Le premier plat arriva, une composition délicate de sashimi de fugu, présenté comme une œuvre d’art sur une céramique artisanale aux motifs de vagues, accompagné d’une soupe claire au parfum subtil de yuzu et de shiso. Chaque détail, de la disposition des plats à la présentation méticuleuse, reflétait l’élégance intemporelle de la cuisine kaiseki. Okkoji observa Aiko, captivé par la manière dont la lumière douce dansait sur ses traits, accentuant la douceur de son visage et la lueur dans ses yeux. « Aiko », murmura-t-il, son ton redevenant sérieux, presque solennel. « Ce que tu as dit tout à l’heure… sur ta peur que je parte sans dire au revoir… » Il s’interrompit, ses doigts jouant nerveusement avec la montre en acier à son poignet, un rituel hérité de son mentor. « Je te le promets, jamais je ne ferai ça. Peu importe les dangers, peu importe les ennemis. Je trouverai toujours un moyen de revenir à toi. À vous. »

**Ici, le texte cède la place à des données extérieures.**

Issue #80, opened 2026-05-25
Connection: FTP (ftp) — document + test


neochaotic:
Harden the `ftp` connection type (Part of #67).

Hook: `airflow.providers.ftp.hooks.ftp.FTPHook`

- [ ] `standard_fields`/`extra_fields` in `hook_meta` match the Airflow provider's form (get_ui_field_behaviour + widgets)
- [ ] Test Connection behaves sensibly for `ftp`
- [ ] validated end-to-end in a DAG (read `AIRFLOW_CONN_<id>`, connect, real op)
- [ ] documented + screenshot

🤖 Generated with [Claude Code](https://claude.com/claude-code)

neochaotic:
Deferring to product evolution — closing to keep the backlog actionable (pulling features/fixes on demand rather than tracking a large speculative list). The finding/design is preserved here and reopenable when the work is pulled. Bugs & Pro-alpha gates are kept open in the `pro-alpha` milestone.

PR #124, opened 2026-05-28
fix(agent): task-start/end framing — logs are never empty in the UI (#119)

### LINKED ISSUE #119: Lite logs: a task with no print() shows an empty log in the UI — agent emits no framing (task start/end)

neochaotic:
Closes #119.

## Root cause
The agent (`internal/agent/runner.go::execute`) shipped only the user's stdout/stderr to the per-task log file via `logWriter`. There was **no framing** of its own — no "task started", no "task succeeded/failed" line. The #80 fix made sure user stdout reached the file; tasks that print are fine, but a task with **no `print()`** left the file empty, so the UI's Logs panel showed only the wrapper `::group::Log message source details / sources=[...]` with no events after `::endgroup::` — visually broken. Real Airflow always emits framing; Leoflow never did. **Not a .17 regression — #80 stopped at "stdout reaches the file" and the framing gap was invisible until a printless task was opened.**

## Fix
The agent emits two synthetic `LogLine` events on the same `Sink` as stdout/stderr (stream=`agent` → UI's logger column shows `task.agent`):
- `▸ task started` (INFO) at the start
- `✓ task succeeded in <dur>` (INFO) or `✗ task failed (exit N) in <dur>: <cause>` (ERROR) at the end

The UI renders them as ordinary content events — zero UI change.

## Verification
- Unit: `TestEmitTaskStarted`, `TestEmitTaskEndedSuccess`, `TestEmitTaskEndedFailureWithCause`, `TestEmitTaskEndedFailureNoCause` (level, message, stream).
- Existing: `TestRunnerHappyPath` updated to expect framing + user lines.
- **e2e on Lima** (subprocess executor): a `silent` task with `pass  # no print` runs → API log payload now has **4 events** (was 2): the `::group::`/`::endgroup::` wrappers + `▸ task started` (info) + `✓ task succeeded in 727ms` (info). `start_framing_present: True`, `end_framing_present: True`.

### DIFF
--- a/internal/agent/framing_test.go
+++ b/internal/agent/framing_test.go
@@ -1,0 +1,93 @@
+package agent
+
+import (
+	"errors"
+	"strings"
+	"testing"
+	"time"
+
+	agentv1 "github.com/neochaotic/leoflow/proto/agent/v1"
+)
+
+// linesSink captures whole LogLine values so a framing test can assert message,
+// level, and stream (capSink only records the message + line number).
+type linesSink struct{ ls []*agentv1.LogLine }
+
+func (s *linesSink) Send(l *agentv1.LogLine) error { s.ls = append(s.ls, l); return nil }
+func (s *linesSink) Close() error                  { return nil }
+
+// TestEmitTaskStarted writes a synthetic "▸ task started" line at INFO with
+// stream "agent" — so the UI's Logs panel is never empty even for a task that
+// calls no print() (#119).
+func TestEmitTaskStarted(t *testing.T) {
+	s := &linesSink{}
+	emitTaskStarted(s)
+	if len(s.ls) != 1 {
+		t.Fatalf("emitTaskStarted must send exactly 1 line, got %d", len(s.ls))
+	}
+	l := s.ls[0]
+	if !strings.Contains(l.GetMessage(), "task started") {
+		t.Errorf("message must mark the start, got %q", l.GetMessage())
+	}
+	if l.GetLevel() != agentv1.LogLevel_LOG_LEVEL_INFO {
+		t.Errorf("start framing should be INFO, got %v", l.GetLevel())
+	}
+	if l.GetStream() != "agent" {
+		t.Errorf("framing must use stream=%q so the UI logger column shows task.agent, got %q", "agent", l.GetStream())
+	}
+}
+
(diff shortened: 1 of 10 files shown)


neochaotic:
Conteúdo deste PR foi incluído no squash merge de #126 (commit 7f19433 em main). Os branches estavam stacked sobre a mesma base e foram absorvidos pelo squash. Issues resolvidas (#116/#118 → #123 · #119 → #124 · #121/#122 → #125) já estão em main e podem ser fechadas.

PR #360, opened 2026-06-03
docs(adr): defer ADR 0036 — use the real Airflow Task SDK for now

neochaotic:
Records the decision to **defer** the Airflow runtime compatibility shim (ADR 0036) and keep the **real Airflow Task SDK** in the task image for now.

## Why
The shim was fully prototyped on `vanity/airflow-runtime-shim` — it worked and shrank the per-task airflow surface from ~260 MB to ~0.16 MB. But growing it provider-by-provider is whack-a-mole: each provider drags more `airflow.*` surface and every Airflow minor drifts, so the maintenance debt is ours and unbounded. Meanwhile the base image's `apache-airflow-task-sdk` already makes provider hooks work today (the env-secrets backend reads `AIRFLOW_CONN_*`), at the cost of image size — not our code.

## Decision
- Keep the real Airflow Task SDK in the task image (status quo) → max connector compatibility, ~zero maintenance debt.
- The slim shim is an **image-size optimization deferred** until maturity; the branch + `docs/planning/{airflow-connector-compatibility,connectors-two-tier-model}.md` are the blueprint.
- ADR 0035 (keyless-first) stands as the direction for future Leoflow-native connectors; it does not govern the Airflow-compat path.

Docs-only. The `vanity/airflow-runtime-shim` branch is kept as a reference.

### DIFF
--- a/docs/adr/0036-airflow-runtime-compat-shim.md
+++ b/docs/adr/0036-airflow-runtime-compat-shim.md
@@ -1,8 +1,36 @@
 # ADR 0036: Airflow 3.X runtime compatibility shim — one model, one policy seam
 
-**Status:** Accepted
+**Status:** Accepted — **implementation deferred** (see "Status update" below)
 **Date:** 2026-06-03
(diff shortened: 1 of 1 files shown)


neochaotic:
Superseded by #444, which reapplies the ADR 0036 deferral note on current main. This branch was ~7 weeks stale (squash-merging it would have reverted the dbt/connectors/e2e epics), so only the 0036 note was carried over. The vanity/airflow-runtime-shim reference branch is kept.

PR #394, opened 2026-06-24
docs(adr): 0042 — dbt support via native-Go manifest rendering (Proposed)

neochaotic:
## What

Adds **ADR 0042** (status *Proposed*): dbt support by reading dbt's own `manifest.json` in Go at compile time and emitting flat `dag.json` tasks (one per node) — **no Cosmos at runtime, no Airflow in the parser, no new TaskGroup/dynamic-mapping constructs**.

Key decisions documented:
- **Native-Go rendering** — Cosmos is a reference for graph logic, not a dependency (it's a parse-time third-party lib, builds TaskGroups + dynamic mapping our shim rejects, and re-parses the manifest per `DbtDag` init — brutal on pod-per-task).
- **dbt-core location & manifest** — runtime dep (connector, ADR 0038); **Pro** parses once at image-build time in CI (manifest baked, immutable, digest-pinned), **Lite** parses JIT locally on hot-reload. `dbt parse` is offline; bring-your-own-manifest supported.
- **Configurable granularity** (`node`/`level`/`resource`/`folder`/`tag`/`selector`) with a **quotient-graph acyclicity rule** — semantic groupings can introduce a cross-group cycle even on a clean node-DAG, so the renderer rejects loudly.
- **Failure isolation** — `node` = full isolation (existing Leoflow task behavior), grouped = coarser failure domain (dbt still writes the good models; group task fails as a unit), build-time breakage = hard stop at CI.

## Evidence (throwaway spike)

Graph extraction; pod-per-node == monolithic build; `--select` overhead ~1.5s/invocation (startup-bound); layer grouping 50→2 pods (77s→5.4s); offline parse; quotient cycle validator; grouped-task failure isolation. All numbers are in the ADR.

## Open questions (next PoCs, tracked in the ADR)

Real Leoflow wiring (compile→push→pod) integration spike; incremental/snapshot across pods; failure-domain & test semantics end-to-end + `run_results.json` surfacing for grouped tasks; selector fidelity.

### DIFF
--- a/docs/adr/0042-dbt-support-native-rendering.md
+++ b/docs/adr/0042-dbt-support-native-rendering.md
@@ -1,0 +1,281 @@
+# ADR 0042: dbt support via native-Go manifest rendering
+
+**Status:** Proposed — core hypotheses validated by spike (evidence below); implementation post-v0.1.0
+**Date:** 2026-06-24
+**Companions:** ADR 0003 (DAG as immutable artifact), ADR 0024 (parser shim), ADR 0038 (connector dependency ergonomics), ADR 0040 (operator support), ADR 0041 (`leoflow deploy`), the editions split (Lite/Pro)
+
+## Context
+
+dbt + an orchestrator is one of the most-requested data-engineering combinations,
+and the most common reason teams reach for Airflow at all. Supporting dbt well is
+high-leverage for adoption.
+
+The de-facto way to run **dbt Core** under Airflow is **Astronomer Cosmos**, which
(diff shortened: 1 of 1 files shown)


neochaotic:
Applied fresh on current main via #444 (ADR 0042 landed as **Accepted** — dbt shipped in v0.1.1 — with the adrs.md index regenerated). This branch's approach was fine but I bundled it with the #360 reapplication to avoid the stale-branch merge.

Il se pencha légèrement en avant, sa voix s’abaissant encore, comme si les murs du palais, pourtant sous son contrôle, pouvaient trahir ses mots. « Ce monde… il est impitoyable. Il prend tout ce qu’il peut. Mais toi et Katsu, vous êtes à moi. Ma force. Ma raison de tenir, même quand tout semble vouloir m’abattre. » Ses yeux écarlates, si intimidants pour le reste du monde, brillaient d’une intensité douce, presque fragile, réservée à elle seule. « Je ne suis pas aussi fort que tu le dis », ajouta-t-il, un aveu rare, sa voix teintée d’une ombre de doute. « Mais pour vous, je ferai tout pour l’être. »
Il tendit la main, effleurant la sienne sur la table, un geste audacieux dans cet espace semi-public, mais si discret qu’il passa inaperçu. « Ce soir, profitons de cet instant. De nous. Laisse-moi voir ton sourire, entendre ta voix… oublier, juste pour quelques heures, le poids du dehors. » Il retira sa main, reprenant sa posture composée, mais son regard restait ancré dans le sien, un mélange d’amour profond et de désir contenu. « Et dis-moi… », ajouta-t-il, une pointe de malice dans la voix pour détendre l’atmosphère, « est-ce que Katsu a encore essayé de te convaincre de lui lire trois histoires au lieu d’une ? »
Le repas se poursuivit, chaque plat – un tofu soyeux au sésame noir, un tempura de crevettes de rivière, une tranche de bœuf wagyu grillée à la perfection – racontant une histoire de tradition et de raffinement. Okkoji, malgré son apparence imposante et son aura de danger, semblait plus léger, ses épaules se relâchant légèrement à mesure que la soirée avançait. « Je veux que tu saches », dit-il finalement, alors qu’ils partageaient un dessert de mochi à la pâte de haricot rouge, « que chaque sacrifice, chaque combat… c’est pour un jour où nous n’aurons plus à nous cacher, à craindre les ombres. Je te le promets, Aiko. Ce jour viendra. » Ses mots, prononcés avec une conviction farouche, portaient le poids de son ambition, mais aussi de son amour indéfectible.
Il posa sa main sur la table, paume ouverte, une invitation silencieuse. « En attendant, ce soir est à nous. Et je veux le graver dans mon cœur. » Ses yeux écarlates scintillaient, reflétant les lanternes du jardin, et dans cet instant, loin des intrigues et des dangers, Okkoji Yamamoto n’était qu’un homme amoureux, prêt à tout pour protéger ce moment de paix avec la femme qui était son monde.